A univariate logistic regression analysis was conducted to evaluate the association between demographic, occupational, and knowledge-related variables and seropositivity for C. burnetii. The results are summarized in Figure 2 and Table 2.
Geographic location was significantly associated with seropositivity, with individuals from the Northern region exhibiting higher odds of testing positive compared with other regions (OR: 2.30, 95% CI: 1.10–4.80, p = 0.03). Certain protective behaviors were also significantly associated with reduced odds of seropositivity. Specifically, individuals who isolated aborting animals had significantly lower odds of testing positive (OR: 0.31, 95% CI: 0.13–0.77, p = 0.01). Similarly, wearing gloves during sample collection was associated with a significantly lower likelihood of C. burnetii seropositivity (OR: 0.24, 95% CI: 0.10–0.63, p = 0.003). Including Q fever in the differential diagnosis of abortion cases was also associated with lower seropositivity (OR: 0.36, 95% CI: 0.16–0.83, p = 0.02). Conversely, the variables of age, gender, years of experience, and knowledge of Q fever transmission were not significantly associated with seropositivity.
A multivariate logistic regression model was constructed to adjust for potential confounders (Table 2). After adjusting for covariates, the association between geographic location and seropositivity was no longer statistically significant (adjusted OR: 2.10, 95% CI: 0.95–4.65, p = 0.07). However, the protective effect of isolating aborting animals remained significant (adjusted OR: 0.35, 95% CI: 0.14–0.90, p = 0.03). Wearing gloves during sample collection also continued to be significantly associated with lower odds of seropositivity (adjusted OR: 0.28, 95% CI: 0.11–0.73, p = 0.009). Including Q fever in the differential diagnosis for abortion cases retained their protective effect (adjusted OR: 0.40, 95% CI: 0.17–0.95, p = 0.04). Other variables, including years of experience, gender, and glove use for other tasks, did not show statistically significant associations.

4. Discussion

This study provides robust evidence of a higher seroprevalence of C. burnetii antibodies among veterinarians compared with a demographically matched control population. The overall seropositivity rate in the study group was 33.7%, which is significantly higher than the 17.39% observed in the control group. Statistical analysis demonstrated a strong association between the veterinary profession and prior exposure to C. burnetii, with an odds ratio (OR) of 2.41 (95% CI: 1.37–4.26, p = 0.0023), indicating that veterinarians were more than twice as likely to exhibit serological evidence of infection.

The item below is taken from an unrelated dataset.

PR #1031, opened 2024-06-04
feat(subscription): notify user when account expired

ImMohammad20000:
Now  you can specify a inbound for `NOTICE_INBOUND` in `.env` file 

When a user's subscription expires, remove all protocols from the subscription and leave one “YOUR SUBSCRIPTION EXPIRED” you can set your own text in hosts settings.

Both univariate and multivariate analyses highlighted key factors influencing C. burnetii seropositivity. Geographic location was initially associated with higher seropositivity, particularly in the Northern region (p = 0.03), where more intensive and clustered livestock production systems are common compared with the typically smaller-scale, extensive systems of the south, but this association lost significance after adjusting for confounders (adjusted OR: 2.10, 95% CI: 0.95–4.65, p = 0.07). In contrast, specific biosecurity measures consistently showed a protective effect. Isolating aborting animals (adjusted OR: 0.35, 95% CI: 0.14–0.90, p = 0.03) and using gloves during sample collection (adjusted OR: 0.28, 95% CI: 0.11–0.73, p = 0.009) were significantly associated with lower seropositivity, emphasizing the importance of these practices in reducing occupational exposure. These findings reinforce the need for targeted interventions to mitigate the risk of C. burnetii infection among veterinarians.
Our findings align with prior research demonstrating an elevated prevalence of C. burnetii exposure among individuals with occupational contact with livestock [17,25,26,27]. Studies conducted in various regions have consistently reported that veterinarians [26,27,28], farmers [29,30,31], abattoir workers [17], and laboratory personnel working with animal specimens [15] face a heightened risk of infection. Although reports from the Netherlands, Australia, and France have documented similar seroprevalence rates [32], variations in prevalence also exist across different studies, influenced by factors such as geographic location, livestock density, climate, biosecurity measures, and study design [33,34,35].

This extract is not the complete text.